**Exercise instructions**
Read the data, and whenever a line holds the word "MaruHyl", report that line.

(Collected data entries)

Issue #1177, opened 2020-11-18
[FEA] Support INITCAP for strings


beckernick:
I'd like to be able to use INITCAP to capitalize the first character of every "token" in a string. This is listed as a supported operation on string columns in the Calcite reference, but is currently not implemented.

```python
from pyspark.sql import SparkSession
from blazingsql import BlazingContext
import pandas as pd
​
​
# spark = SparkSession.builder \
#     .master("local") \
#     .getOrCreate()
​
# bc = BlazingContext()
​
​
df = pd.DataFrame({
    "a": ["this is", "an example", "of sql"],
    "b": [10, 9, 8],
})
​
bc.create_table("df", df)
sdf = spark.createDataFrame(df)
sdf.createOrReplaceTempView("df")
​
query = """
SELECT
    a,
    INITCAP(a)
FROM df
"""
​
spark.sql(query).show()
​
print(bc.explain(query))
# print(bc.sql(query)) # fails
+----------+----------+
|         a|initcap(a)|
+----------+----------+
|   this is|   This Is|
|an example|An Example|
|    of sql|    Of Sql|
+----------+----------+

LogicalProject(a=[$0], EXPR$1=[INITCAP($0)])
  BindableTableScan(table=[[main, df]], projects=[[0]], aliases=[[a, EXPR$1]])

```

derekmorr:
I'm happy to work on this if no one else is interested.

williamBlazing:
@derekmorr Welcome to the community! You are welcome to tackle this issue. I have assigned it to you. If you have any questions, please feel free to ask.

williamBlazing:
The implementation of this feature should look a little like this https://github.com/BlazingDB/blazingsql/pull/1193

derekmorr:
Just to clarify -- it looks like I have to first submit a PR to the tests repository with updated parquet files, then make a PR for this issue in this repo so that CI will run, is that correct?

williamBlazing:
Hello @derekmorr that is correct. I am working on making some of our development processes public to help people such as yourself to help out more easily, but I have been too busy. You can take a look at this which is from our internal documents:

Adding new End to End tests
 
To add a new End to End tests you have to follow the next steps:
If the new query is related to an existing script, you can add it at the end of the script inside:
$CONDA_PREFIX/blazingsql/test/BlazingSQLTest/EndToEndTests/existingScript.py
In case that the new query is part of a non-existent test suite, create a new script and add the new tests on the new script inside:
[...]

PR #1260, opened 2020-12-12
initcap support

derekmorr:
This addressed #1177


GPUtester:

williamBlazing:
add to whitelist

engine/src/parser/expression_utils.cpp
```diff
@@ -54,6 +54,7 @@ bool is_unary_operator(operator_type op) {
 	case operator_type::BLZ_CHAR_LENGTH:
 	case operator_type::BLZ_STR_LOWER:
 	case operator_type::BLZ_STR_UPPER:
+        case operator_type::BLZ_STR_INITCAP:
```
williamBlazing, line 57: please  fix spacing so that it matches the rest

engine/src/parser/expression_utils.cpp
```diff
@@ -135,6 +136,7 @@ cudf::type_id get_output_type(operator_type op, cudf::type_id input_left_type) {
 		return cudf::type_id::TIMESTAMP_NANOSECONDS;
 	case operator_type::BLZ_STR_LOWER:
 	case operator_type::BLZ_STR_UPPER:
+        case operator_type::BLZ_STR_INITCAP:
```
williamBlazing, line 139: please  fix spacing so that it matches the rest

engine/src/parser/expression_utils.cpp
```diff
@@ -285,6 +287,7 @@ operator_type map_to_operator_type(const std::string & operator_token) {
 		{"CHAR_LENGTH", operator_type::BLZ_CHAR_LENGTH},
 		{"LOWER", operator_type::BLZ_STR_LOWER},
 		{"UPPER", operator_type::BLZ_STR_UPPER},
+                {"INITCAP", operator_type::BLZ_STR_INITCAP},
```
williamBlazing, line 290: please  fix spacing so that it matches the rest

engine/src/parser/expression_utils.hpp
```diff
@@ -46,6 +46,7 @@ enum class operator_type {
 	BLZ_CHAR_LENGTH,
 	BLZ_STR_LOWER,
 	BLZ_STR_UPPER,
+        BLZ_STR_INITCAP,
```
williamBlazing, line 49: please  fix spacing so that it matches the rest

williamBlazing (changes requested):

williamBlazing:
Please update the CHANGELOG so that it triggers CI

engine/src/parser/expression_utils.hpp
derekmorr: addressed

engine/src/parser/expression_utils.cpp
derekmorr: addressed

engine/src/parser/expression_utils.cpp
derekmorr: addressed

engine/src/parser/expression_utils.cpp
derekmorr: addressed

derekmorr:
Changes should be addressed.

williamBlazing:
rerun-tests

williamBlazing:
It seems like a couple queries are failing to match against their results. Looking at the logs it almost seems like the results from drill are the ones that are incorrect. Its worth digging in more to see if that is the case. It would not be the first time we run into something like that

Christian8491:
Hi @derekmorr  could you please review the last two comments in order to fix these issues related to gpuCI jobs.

---

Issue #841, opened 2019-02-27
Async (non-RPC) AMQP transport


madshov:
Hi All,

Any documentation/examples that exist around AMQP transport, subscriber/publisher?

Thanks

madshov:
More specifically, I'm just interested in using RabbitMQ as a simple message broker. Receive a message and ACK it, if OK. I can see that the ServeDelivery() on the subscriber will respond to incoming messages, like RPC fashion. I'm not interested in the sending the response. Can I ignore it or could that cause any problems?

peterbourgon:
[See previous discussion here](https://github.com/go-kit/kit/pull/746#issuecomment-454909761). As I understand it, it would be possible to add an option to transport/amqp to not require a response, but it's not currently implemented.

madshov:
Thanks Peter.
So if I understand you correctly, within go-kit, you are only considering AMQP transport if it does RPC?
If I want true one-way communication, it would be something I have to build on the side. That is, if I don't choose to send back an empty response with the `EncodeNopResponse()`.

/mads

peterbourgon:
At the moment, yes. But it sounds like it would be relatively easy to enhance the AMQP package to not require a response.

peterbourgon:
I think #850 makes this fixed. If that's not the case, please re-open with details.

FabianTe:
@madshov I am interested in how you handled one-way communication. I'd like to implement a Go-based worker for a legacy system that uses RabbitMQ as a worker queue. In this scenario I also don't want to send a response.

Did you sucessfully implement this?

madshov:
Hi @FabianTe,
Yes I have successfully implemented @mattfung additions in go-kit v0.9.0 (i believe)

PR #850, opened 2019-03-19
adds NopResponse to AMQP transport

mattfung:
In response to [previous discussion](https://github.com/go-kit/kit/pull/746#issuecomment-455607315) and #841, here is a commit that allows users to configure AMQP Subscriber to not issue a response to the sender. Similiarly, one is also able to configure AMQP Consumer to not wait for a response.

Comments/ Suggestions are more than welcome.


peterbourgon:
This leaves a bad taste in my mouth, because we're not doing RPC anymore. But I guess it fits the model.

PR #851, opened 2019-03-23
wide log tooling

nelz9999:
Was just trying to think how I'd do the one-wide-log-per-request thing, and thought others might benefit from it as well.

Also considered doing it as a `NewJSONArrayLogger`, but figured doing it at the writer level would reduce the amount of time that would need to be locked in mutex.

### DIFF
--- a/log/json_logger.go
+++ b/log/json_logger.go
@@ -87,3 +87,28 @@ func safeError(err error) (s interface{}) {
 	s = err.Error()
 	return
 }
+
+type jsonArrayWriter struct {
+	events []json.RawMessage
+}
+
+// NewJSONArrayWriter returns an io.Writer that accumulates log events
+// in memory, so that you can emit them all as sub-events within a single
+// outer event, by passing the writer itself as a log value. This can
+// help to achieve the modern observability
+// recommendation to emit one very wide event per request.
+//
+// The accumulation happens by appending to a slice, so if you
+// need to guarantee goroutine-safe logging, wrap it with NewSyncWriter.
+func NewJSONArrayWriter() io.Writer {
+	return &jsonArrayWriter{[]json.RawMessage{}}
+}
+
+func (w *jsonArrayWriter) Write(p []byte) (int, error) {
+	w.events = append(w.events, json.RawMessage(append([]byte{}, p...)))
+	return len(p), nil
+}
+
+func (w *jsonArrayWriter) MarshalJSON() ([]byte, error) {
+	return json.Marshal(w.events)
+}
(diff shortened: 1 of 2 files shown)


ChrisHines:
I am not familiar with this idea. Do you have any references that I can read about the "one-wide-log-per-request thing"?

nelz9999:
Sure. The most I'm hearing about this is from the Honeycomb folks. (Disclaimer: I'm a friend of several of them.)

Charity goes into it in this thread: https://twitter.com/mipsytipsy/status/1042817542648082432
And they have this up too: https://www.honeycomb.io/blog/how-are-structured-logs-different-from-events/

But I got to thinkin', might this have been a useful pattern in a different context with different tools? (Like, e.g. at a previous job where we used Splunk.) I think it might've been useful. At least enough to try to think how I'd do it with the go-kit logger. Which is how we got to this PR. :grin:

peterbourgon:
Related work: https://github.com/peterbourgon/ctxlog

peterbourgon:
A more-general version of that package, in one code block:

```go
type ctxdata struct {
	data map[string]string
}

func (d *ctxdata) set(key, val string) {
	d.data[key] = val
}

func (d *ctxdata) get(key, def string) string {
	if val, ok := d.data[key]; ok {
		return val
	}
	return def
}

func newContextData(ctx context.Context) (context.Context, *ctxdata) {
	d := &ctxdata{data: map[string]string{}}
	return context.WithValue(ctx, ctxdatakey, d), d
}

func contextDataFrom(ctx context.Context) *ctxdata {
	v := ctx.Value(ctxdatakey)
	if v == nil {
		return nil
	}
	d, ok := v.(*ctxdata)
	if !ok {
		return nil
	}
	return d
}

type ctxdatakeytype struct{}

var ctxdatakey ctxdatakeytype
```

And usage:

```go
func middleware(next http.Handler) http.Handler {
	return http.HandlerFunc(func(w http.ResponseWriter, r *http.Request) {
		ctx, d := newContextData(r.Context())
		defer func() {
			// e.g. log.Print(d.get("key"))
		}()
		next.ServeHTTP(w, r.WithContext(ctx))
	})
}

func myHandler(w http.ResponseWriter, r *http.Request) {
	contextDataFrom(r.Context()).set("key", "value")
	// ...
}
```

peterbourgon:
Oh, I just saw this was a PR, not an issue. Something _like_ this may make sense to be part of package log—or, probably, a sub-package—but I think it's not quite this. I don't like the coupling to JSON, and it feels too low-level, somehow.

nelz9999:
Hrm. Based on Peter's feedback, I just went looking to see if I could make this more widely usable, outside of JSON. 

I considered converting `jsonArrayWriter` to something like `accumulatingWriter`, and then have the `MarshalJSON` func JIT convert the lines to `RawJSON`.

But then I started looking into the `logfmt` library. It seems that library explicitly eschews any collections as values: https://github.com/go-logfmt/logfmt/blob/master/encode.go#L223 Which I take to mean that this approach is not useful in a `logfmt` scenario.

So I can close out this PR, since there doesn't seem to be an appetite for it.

--

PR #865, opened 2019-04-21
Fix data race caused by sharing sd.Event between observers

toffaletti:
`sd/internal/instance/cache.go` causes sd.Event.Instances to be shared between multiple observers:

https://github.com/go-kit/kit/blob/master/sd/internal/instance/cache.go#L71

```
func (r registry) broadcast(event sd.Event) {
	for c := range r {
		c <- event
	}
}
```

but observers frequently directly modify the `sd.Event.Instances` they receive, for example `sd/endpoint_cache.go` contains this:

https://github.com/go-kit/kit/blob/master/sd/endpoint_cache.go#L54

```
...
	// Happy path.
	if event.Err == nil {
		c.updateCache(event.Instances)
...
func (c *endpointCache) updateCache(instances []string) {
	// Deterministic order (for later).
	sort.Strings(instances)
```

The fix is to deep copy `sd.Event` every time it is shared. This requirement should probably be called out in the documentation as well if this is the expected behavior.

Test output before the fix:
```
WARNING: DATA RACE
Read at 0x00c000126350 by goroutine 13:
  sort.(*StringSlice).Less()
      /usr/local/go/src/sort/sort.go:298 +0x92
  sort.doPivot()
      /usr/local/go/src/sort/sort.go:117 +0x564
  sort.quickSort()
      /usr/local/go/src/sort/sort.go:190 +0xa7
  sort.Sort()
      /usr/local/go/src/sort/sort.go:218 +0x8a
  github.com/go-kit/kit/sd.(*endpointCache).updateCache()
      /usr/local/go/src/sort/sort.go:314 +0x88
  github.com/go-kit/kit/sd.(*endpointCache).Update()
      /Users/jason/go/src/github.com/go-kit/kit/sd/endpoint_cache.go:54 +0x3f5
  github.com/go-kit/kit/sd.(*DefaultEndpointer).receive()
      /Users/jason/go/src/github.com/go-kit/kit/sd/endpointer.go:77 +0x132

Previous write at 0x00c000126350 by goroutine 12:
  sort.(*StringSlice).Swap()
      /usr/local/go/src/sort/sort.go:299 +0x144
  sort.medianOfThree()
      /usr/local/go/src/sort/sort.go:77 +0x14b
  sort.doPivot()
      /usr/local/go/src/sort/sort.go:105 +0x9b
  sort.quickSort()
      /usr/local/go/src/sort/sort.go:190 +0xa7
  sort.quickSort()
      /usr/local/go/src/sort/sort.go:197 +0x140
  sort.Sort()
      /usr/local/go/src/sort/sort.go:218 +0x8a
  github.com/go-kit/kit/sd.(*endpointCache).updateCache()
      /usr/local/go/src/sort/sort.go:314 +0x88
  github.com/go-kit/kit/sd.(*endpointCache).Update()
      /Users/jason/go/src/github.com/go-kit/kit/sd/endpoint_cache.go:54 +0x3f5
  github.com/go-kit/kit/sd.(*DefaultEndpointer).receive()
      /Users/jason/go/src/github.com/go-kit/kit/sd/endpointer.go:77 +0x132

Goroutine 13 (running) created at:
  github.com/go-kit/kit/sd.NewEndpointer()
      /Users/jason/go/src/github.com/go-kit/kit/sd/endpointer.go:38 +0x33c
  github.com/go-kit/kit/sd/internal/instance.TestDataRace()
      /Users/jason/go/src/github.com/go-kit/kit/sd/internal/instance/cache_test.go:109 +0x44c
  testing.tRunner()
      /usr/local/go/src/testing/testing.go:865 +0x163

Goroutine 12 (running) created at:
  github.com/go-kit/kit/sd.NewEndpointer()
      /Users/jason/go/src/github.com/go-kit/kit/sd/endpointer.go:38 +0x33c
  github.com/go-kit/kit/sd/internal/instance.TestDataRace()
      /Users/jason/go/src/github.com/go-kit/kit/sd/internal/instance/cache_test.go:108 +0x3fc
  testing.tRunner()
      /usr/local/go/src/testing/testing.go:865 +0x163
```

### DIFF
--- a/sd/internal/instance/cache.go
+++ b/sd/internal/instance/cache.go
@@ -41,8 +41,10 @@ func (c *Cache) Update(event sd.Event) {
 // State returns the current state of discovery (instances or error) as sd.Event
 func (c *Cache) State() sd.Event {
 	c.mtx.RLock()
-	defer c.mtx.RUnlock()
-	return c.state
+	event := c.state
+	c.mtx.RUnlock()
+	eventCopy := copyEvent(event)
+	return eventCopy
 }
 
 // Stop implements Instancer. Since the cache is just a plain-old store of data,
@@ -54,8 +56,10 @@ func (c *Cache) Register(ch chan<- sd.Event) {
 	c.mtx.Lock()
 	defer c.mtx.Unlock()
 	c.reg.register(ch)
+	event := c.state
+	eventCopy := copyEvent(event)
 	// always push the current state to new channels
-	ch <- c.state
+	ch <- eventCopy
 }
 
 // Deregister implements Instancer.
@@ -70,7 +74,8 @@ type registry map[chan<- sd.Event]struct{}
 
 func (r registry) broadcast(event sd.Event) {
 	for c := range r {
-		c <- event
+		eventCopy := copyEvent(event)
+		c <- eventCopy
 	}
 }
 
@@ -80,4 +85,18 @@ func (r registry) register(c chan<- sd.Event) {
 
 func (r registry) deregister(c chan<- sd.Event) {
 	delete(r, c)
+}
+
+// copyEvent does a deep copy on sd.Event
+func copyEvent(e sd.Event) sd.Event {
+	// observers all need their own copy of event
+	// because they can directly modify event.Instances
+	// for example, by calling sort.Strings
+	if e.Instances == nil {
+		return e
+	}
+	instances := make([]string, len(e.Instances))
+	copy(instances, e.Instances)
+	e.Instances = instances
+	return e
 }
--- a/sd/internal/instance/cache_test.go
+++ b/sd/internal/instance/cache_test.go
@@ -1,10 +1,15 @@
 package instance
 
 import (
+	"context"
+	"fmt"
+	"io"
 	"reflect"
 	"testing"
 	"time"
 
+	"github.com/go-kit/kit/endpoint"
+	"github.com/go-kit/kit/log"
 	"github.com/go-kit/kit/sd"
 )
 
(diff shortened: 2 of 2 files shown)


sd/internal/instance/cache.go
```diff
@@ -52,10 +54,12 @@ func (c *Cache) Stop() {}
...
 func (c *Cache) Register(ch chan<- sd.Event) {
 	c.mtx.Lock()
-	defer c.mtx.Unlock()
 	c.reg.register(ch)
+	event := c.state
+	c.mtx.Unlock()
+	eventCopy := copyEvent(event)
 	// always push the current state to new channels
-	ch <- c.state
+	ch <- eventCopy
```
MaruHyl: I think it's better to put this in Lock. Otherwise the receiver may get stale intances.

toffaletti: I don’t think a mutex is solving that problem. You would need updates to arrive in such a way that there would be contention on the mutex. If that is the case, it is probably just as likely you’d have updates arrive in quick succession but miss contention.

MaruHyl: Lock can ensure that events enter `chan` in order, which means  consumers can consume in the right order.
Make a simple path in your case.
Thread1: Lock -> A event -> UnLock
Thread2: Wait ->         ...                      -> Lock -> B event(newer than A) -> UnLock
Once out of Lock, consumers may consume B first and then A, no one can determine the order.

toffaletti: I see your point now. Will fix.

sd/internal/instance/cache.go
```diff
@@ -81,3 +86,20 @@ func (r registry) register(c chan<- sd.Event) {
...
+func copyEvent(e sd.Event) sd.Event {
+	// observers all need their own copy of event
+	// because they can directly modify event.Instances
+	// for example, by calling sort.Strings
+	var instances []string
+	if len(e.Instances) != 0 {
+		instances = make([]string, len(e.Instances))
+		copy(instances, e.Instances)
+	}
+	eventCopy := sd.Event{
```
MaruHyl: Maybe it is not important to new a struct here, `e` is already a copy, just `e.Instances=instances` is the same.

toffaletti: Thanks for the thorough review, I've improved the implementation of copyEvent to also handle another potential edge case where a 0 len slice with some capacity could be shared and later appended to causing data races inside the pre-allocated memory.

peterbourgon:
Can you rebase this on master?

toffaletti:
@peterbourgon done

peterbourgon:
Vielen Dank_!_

**Problem solution**
MaruHyl: I think it's better to put this in Lock. Otherwise the receiver may get stale intances.
MaruHyl: Lock can ensure that events enter `chan` in order, which means  consumers can consume in the right order.
MaruHyl: Maybe it is not important to new a struct here, `e` is already a copy, just `e.Instances=instances` is the same.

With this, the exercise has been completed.